2D semilogarithmic plot

### Syntax

semilogy // demo
semilogy(y)
semilogy(x, y)
semilogy(x, fun)
semilogy(x, list(fun, param))
semilogy(.., LineSpec)
semilogy(.., LineSpec, GlobalProperty)
semilogy(x1, y1, LineSpec1, x2,y2,LineSpec2,...xN, yN, LineSpecN, GlobalProperty1,.. GlobalPropertyM)
semilogy(x1,fun1,LineSpec1, x2,y2,LineSpec2,...xN,funN,LineSpecN, GlobalProperty1, ..GlobalPropertyM)
semilogy(axes_handle,...)

### Arguments

x

vector or matrix of real numbers or integers. If omitted, it is assumed to be the vector 1:n where n is the number of curve points given by the y parameter.

y

vector or matrix of strictly positive real numbers or integers.

fun, fun1, ..

handle of a function, as in semilogy(x, gamma).
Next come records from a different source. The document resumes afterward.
PR #1286, opened 2025-06-21
Drop file search in completion for simpler and faster path completion

### LINKED ISSUE #1285: Slow @ completion when using a remote filesytem
**Describe the bug**

If you use `@...` to complete in the prompt when located in a remote filesystem, it can be very very slow as it searches for the filename.

**Additional context**
The completion code currently searches for the target file using a ** glob, which will recursively look for the file from the current directory path. In a large tree or a remote filesystem, this can be catastrophically slow. It seems we can either remove the feature, make it a configurable option, or somehow be smarter or bounded in how far we look for the given filename.

bbiggs:
## TLDR

When in a remote or large filesystem, doing a recursive glob is very expensive. Drop the feature for a simpler and faster completion.

## Dive Deeper

Currently you can use @-completion to find flies anywhere in the local tree, for example typing in `@useFoo` will search from the current directory for any file called `useFoo` in any subdirectory. When running gemini-cli from a remote filesystem, this can be very expensive and slow. While we could keep the feature or make it optional, this patch opts for just removing the capability for now.

## Reviewer Test Plan

This change should be straightforward as it is just removing a feature, but also possible I broke something! Please actually try this out :)

## Testing Matrix

|          | 🍏  | 🪟  | 🐧  |
| npm run  | ❓  | ❓  | ❓  |
| npx      | ❓  | ❓  | ❓  |
| Docker   | ❓  | ❓  | ❓  |
| Podman   | ❓  | -   | -   |
| Seatbelt | ❓  | -   | -   |

## Linked issues / bugs

Fixes #1285

### DIFF
--- a/packages/cli/src/ui/hooks/useCompletion.integration.test.ts
+++ b/packages/cli/src/ui/hooks/useCompletion.integration.test.ts
@@ -60,8 +60,11 @@ describe('useCompletion git-aware filtering integration', () => {
   });
 
   it('should filter git-ignored entries from @ completions', async () => {
-    const globResults = [`${testCwd}/data`, `${testCwd}/dist`];
-    vi.mocked(glob).mockResolvedValue(globResults);
+    // Mock fs.readdir to return both regular and git-ignored directories
+    vi.mocked(fs.readdir).mockResolvedValue([
+      { name: 'dist', isDirectory: () => true },
+      { name: 'data', isDirectory: () => true },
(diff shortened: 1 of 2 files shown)


mattKorwel:
Thanks for this @bbiggs appreciate the callout that this can be a blocker. Going to investigate this so we can gather some data to inform the go/no go. we'd like to keep it but don't want to if it just doesn't work. Will share findings here.

mattKorwel:
closing in favor of #1290

PR #1288, opened 2025-06-21
Jacob314/overflow notification and one MaxSizedBox bug fix

jacob314:
## TLDR

This pull request has two commits.
The first changes the UI to show "Press Ctrl-S to show more lines" 

Show grey messages saying 
"Press Ctrl-S to show more lines" 
bellow both boxes in the UI where important content is truncated.

Original UX mock from Miguel:
image

Screenshot of how it typically shows tool confirmations
image

Screenshot showing how this looks for the debug console.
image

The second fixes a bug where the optimization to truncate code in CodeColorizer would sometimes truncate all the lines before passing them to MaxSizedBox due to a logic bug. Also added a minimum height to MaxSizedBox to ensure we don't have any cases where were setting MaxSizedBox objects to have too small a height to show some actual text as well as the truncation message.

## Dive Deeper

It is crucial this code doesn't cause infinite re-rendering and in fact Gemini CLIs first implementation of this did.

In the unlikely even that you have confirmation messages for the debug console and the main ui at the same time, we will show the message twice once bellow each box but that is an ok tradeoff to have both messages show more intuitively for the typical cases.

We don't bother showing this for the Theme dialog because while it could truncate, the truncated text barely matters.

### DIFF
--- a/packages/cli/src/ui/components/shared/MaxSizedBox.tsx
+++ b/packages/cli/src/ui/components/shared/MaxSizedBox.tsx
@@ -13,6 +13,13 @@ import { useOverflowActions } from '../../contexts/OverflowContext.js';
 
 let enableDebugLog = false;
 
+/**
+ * Minimum height for the MaxSizedBox component.
+ * This ensures there is room for at least one line of content as well as the
+ * message that content was truncated.
+ */
+export const MINIMUM_MAX_HEIGHT = 2;
+
 export function setMaxSizedBoxDebugging(value: boolean) {
   enableDebugLog = value;
 }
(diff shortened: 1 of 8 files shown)


packages/cli/src/ui/utils/CodeColorizer.tsx
```diff
@@ -111,11 +112,11 @@ export function colorizeCode(
 
     let hiddenLinesCount = 0;
 
-    // Optimizaiton to avoid highlighting lines that cannot possibly be displayed.
-    if (availableHeight && lines.length > availableHeight) {
-      const sliceIndex =
-        lines.length - availableHeight + RESERVED_LINES_FOR_TRUNCATION_MESSAGE;
```
jacob314, line 117: RESERVED_LINES_FOR_TRUNCATION_MESSAGE was wrong.. it should have been 1 not 2. In any case, there was no need for this class to even be aware of how much space the truncation message uses as there is no harm in us passing a couple extra lines as MaxSizedBox handles truncation robustly.
I also tweaked MaxSizedBox to enforce a MINIMUM_MAX_HEIGHT to make sure we didn't pass in a value of 1 or 0 by accident as that would cause problems.

packages/cli/src/ui/components/shared/MaxSizedBox.tsx
```diff
@@ -103,54 +115,71 @@ export const MaxSizedBox: React.FC<MaxSizedBoxProps> = ({
   // In the future we might choose to still apply our layout logic
   // even in this case particularlly if there are cases where we
   // intentionally diverse how certain layouts are rendered.
-  if (maxHeight === undefined) {
```
jacob314, line 106: this code still exists it just had to be refactored around to allow using useEffect to call addOverflowingId an

packages/cli/src/ui/components/shared/MaxSizedBox.tsx
```diff
@@ -103,54 +115,71 @@ export const MaxSizedBox: React.FC<MaxSizedBoxProps> = ({
...
-        {children}
-      </Box>
-    );
-  }
-
-  if (maxWidth === undefined) {
-    throw new Error('maxWidth must be defined when maxHeight is set.');
-  }
+  let targetMaxHeight;
+  if (maxHeight !== undefined) {
```
jacob314, line 119: these two lines are the only logic change. We now force maxHeight to round to an integer (avoids possible bug of showing 3.2 lines truncated if a non-integer max height was passed in) and we enforce MINIMUM_MAX_HEIGHT so we don't show useless messages that contain nothing but a message that content was truncated.

mattKorwel (changes requested):
seeing lots of flickering http://screencast/cast/NjI0OTgwOTc4OTg0NTUwNHwwNzk3ZmE2Zi0yNg. marking request changes just so we can review and i can remember i looked at this one already.

mattKorwel (approved):
confirmed this branch does not introduce the flickering, merging it.

PR #1290, opened 2025-06-22
Add setting enableRecursiveFileSearch to control @-file completion

### LINKED ISSUE #1285: Slow @ completion when using a remote filesytem

bbiggs:
## TLDR

Add a new setting, fileFiltering.enableRecursiveFileSearch, to control recursive @-file completion.

## Dive Deeper

Searching recursively for files by name in the current directory tree can be a performance challenge on remote filesystems. This change adds a new global setting to disable the feature.

## Reviewer Test Plan

I added a test for the basic behaviour but suggestions, but please check that the prompt still works well. 

## Testing Matrix

|          | 🍏  | 🪟  | 🐧  |
| npm run  | ❓  | ❓  | ❓  |
| npx      | ❓  | ❓  | ❓  |
| Docker   | ❓  | ❓  | ❓  |
| Podman   | ❓  | -   | -   |
| Seatbelt | ❓  | -   | -   |

## Linked issues / bugs

Fixes #1285

### DIFF
--- a/docs/cli/configuration.md
+++ b/docs/cli/configuration.md
@@ -56,13 +56,15 @@ In addition to a project settings file, a project's `.gemini` directory can cont
 - **`fileFiltering`** (object):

If the function to plot needs some parameters as input arguments, the function and its parameters can be specified through a list, as in semilogy(x, list(delip, -0.4))

LineSpec

This optional argument must be a string that will be used as a shortcut to specify a way of drawing a line. We can have one LineSpec per y or {x,y} previously entered. LineSpec options deals with LineStyle, Marker and Color specifiers (see LineSpec). Those specifiers determine the line style, mark style and color of the plotted lines.

GlobalProperty

This optional argument represents a sequence of couple statements {PropertyName,PropertyValue} that defines global objects' properties applied to all the curves created by this plot. For a complete view of the available properties (see GlobalProperty).

axes_handle

This optional argument forces the plot to appear inside the selected axes given by axes_handle rather than the current axes (see gca).

### Description

semilogy plots data using a base 10 logarithmic scale for the y-axis and a normal (linear) scale for the x-axis. The possible syntaxes and arguments are the same as the plot function besides the condition that the ordinate values in y argument be strictly positive.

If the current axes is not empty and the y-axis has a negative lower bound then its scale will remain linear after the plot.

Enter the command loglog to see a demo.

### Examples

w=logspace(-2,2,1000);
s=%i*w;
g=1../(s.^2+s+1);
clf("reset")

semilogy(w,abs(g));

title("$\LARGE \left|1/(s^2+s+1)\right|\mbox{ for }s=i\omega$")
xlabel("$\LARGE \omega$")